Dependency can turn into addiction when a person cannot stop using a substance despite negative consequences in their life. They begin to participate in compulsive drug-seeking behaviors to obtain and consume more of the substance of choice.
The U.S. Drug Enforcement Administration currently lists marijuana as a Schedule I drug, meaning that it has no currently accepted medical use and a high potential for abuse. This places marijuana in the same category as heroin and ecstasy.
Despite this classification, many people believe that marijuana is harmless and poses little risk for addiction.
While marijuana does not pose the same risk for fatal overdose and serious physiological addiction as other highly potent drugs of abuse such as opioids or stimulants, marijuana can impact the brain and body in significant ways. People can develop addiction problems with regular marijuana consumption.
Research from animal and human studies have indicated that marijuana use can have some adverse impacts on the brain, particularly during early development.
The hippocampus is the area of the brain that is responsible for memory and information processing. This is the area of the brain that is affected by THC use early in life. The changes there are responsible for some of the negative outcomes in cognitive functioning noted in research about marijuana use.
Rats who are exposed to THC early in life develop problems with learning and memory tasks later in life. These impacts, as well as other cognitive impairments, are associated with structural and functional changes that occur in the hippocampus during development. These studies also show that exposure to THC impacts the brain’s reward system, making it more likely that subjects will choose to take other rewarding drugs when presented with the opportunity.
Studies in humans have offered conflicting results. There is some evidence that THC use alters brain functioning in areas of cognitive functions like memory, processing speed, and overall operation. The degree of impairment appears to be dependent on the age at which use began as well as how much was used and how long use continued.
One study found that marijuana use disorder in adolescence was associated with a loss of six to eight IQ points that are not recovered in adulthood. Those who began marijuana use in adulthood did not lose IQ points.
This further supports the notion that early exposure to marijuana poses the most risk for individuals over the long term.

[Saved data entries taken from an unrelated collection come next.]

PR #1007, opened 2016-05-02
compression heuristics based on lz4, fixes #1006

### LINKED ISSUE #1006: content-based heuristic compression selection
we can choose the compressor based on a heuristic that just looks at the content (not: at the filename or other metadata).

e.g. try using lz4 as a predictor for compressibility - if lz4 can not compress, do not even try something expensive like zlib or lzma. if it can, try expensive compression.

ThomasWaldmann:
also: add some tests that invoke all supported compression algorithms

### DIFF
--- a/borg/archiver.py
+++ b/borg/archiver.py
@@ -1359,6 +1359,8 @@ class Archiver:
                                    type=CompressionSpec, default=dict(name='none'), metavar='COMPRESSION',
                                    help='select compression algorithm (and level):\n'
                                         'none == no compression (default),\n'
+                                        'auto,C[,L] == built-in heuristic decides between none or C[,L] - with C[,L]\n'
+                                        '              being any valid compression algorithm (and optional level),\n'
                                         'lz4 == lz4,\n'
                                         'zlib == zlib (default level 6),\n'
                                         'zlib,0 .. zlib,9 == zlib (with level 0..9),\n'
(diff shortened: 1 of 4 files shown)


ThomasWaldmann:
hmm, likely none vs. lz4 is the wrong choice for auto.
using it, -C lz4 and -C auto both give about the same results (for size and execution time).

ThomasWaldmann:
wtf is wrong with codecov? i added a little code, quite some tests and it says coverage is significantly down?

ThomasWaldmann:
Currently, I used "zlib" as auto-compression default, which means "zlib,6" as level 6 is the zlib default.

Maybe we should use a lower level (6 is already relatively slow)?
OTOH, if you search for speed, you'ld use lz4 (and not auto).

enkore:
Since --compresion has no default let's don't have a default here as well?

ThomasWaldmann:
--compression has a default, it is "none". but that doesn't make sense for auto.

still, we could make auto not have a default. for similar reasons 'none' is the default for compression.

enkore:
Yep, that's what I meant.

Travis failure: Maybe something like 763a88ac is also needed for Travis?

ThomasWaldmann:
Done. Anything else other than squash before I merge?

borg/archiver.py
```diff
@@ -1812,6 +1813,7 @@ def build_parser(self, args=None, prog=None):
                                    type=CompressionSpec, default=None, metavar='COMPRESSION',
                                    help='select compression algorithm (and level):\n'
                                         'none == no compression (default),\n'
+                                        'auto,C[,L] == built-in heuristic decides between none or C[,L],\n'
```
enkore: I have only this tiny nit pick: `auto,C[,L]` doesn't explain what C and L is. Maybe just say that C[,L] any other valid compression algo + optional level?

ThomasWaldmann: yes, it is a forward reference somehow.

enkore:
Looks good to me

PR #1008, opened 2016-05-03
prune: kill all checkpoints except the latest

ThomasWaldmann:
prune: only keep latest checkpoint if not superceded by a successful backup

### DIFF
--- a/borg/archiver.py
+++ b/borg/archiver.py
@@ -783,13 +783,21 @@ class Archiver:
                              '"keep-secondly", "keep-minutely", "keep-hourly", "keep-daily", '
                              '"keep-weekly", "keep-monthly" or "keep-yearly" settings must be specified.')
             return self.exit_code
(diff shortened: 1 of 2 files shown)


jdchristensen:
My only reason for suggesting a command line switch is that some people might backup multiple clients into one repo, and might run a prune command on the server once a week, for example, without a prefix.  But I think most people will arrange that the clients do their own pruning, so I don't feel very strongly about this.

ThomasWaldmann:
@jdchristensen how can that work without prefix? e.g. if you tell it --keep-monthly 6 it will keep the 1 latest monthly archive for each month for 6 months. and if you backup client A and client B into same repo, you will only keep the monthly backup for one of them (and if you always backup first A, then B, it will always keep B and never A).

jdchristensen:
I agree that it's not a likely use case.  The only thing I can imagine is someone using '--keep-within 2y' or something like that.

ThomasWaldmann:
added docs and collapsed commits.

enkore:
Looks good. Docs are nice and clear :)

PR #1013, opened 2016-05-05
faq: fix issue links

ThomasWaldmann:


docs/faq.rst
```diff
@@ -140,8 +140,7 @@ When doing a backup to a remote server (using a ssh: repo URL), it sometimes
 stops after a while (some minutes, hours, ... - not immediately) with
 "connection closed by remote" error message. Why?
 
-That's a good question and we are trying to find a good answer in
-`ticket 636 <https://github.com/borgbackup/borg/issues/636>`_.
+That's a good question and we are trying to find a good answer in :issue:`636`.
```
enkore: RTFD feature? Neat!

ThomasWaldmann: hmm, i thought it was in our global.rst.inc, but it isn't. so yes, seems to be a rtfd feature.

NIDA states that about nine percent of people who use marijuana will develop a dependency on the drug. Dependency is measured by the presence of withdrawal symptoms when people stop using a substance.
Addiction is different than dependency. Addiction is assessed by examining drug-seeking behaviors that accompany dependency. People may become dependent on marijuana and experience withdrawal symptoms when they stop using it, but they may not necessarily experience uncontrollable drug-seeking behaviors that often accompany reliance on other, more potent drugs.
Opioids, for example, are highly addictive. Nearly everyone who uses opioids for a prolonged period of time will become dependent on them because of their interaction with the opioid receptors in the brain and the painful symptoms associated with withdrawal.
The American Society of Addiction Medicine states that 23 percent of people who use heroin will develop an opioid addiction. People who develop an opioid dependency will experience the compulsive behaviors that characterize addiction because the symptoms of opioid withdrawal are so painful and distressful that they feel a physiological need to ingest more opioids for relief from withdrawal symptoms.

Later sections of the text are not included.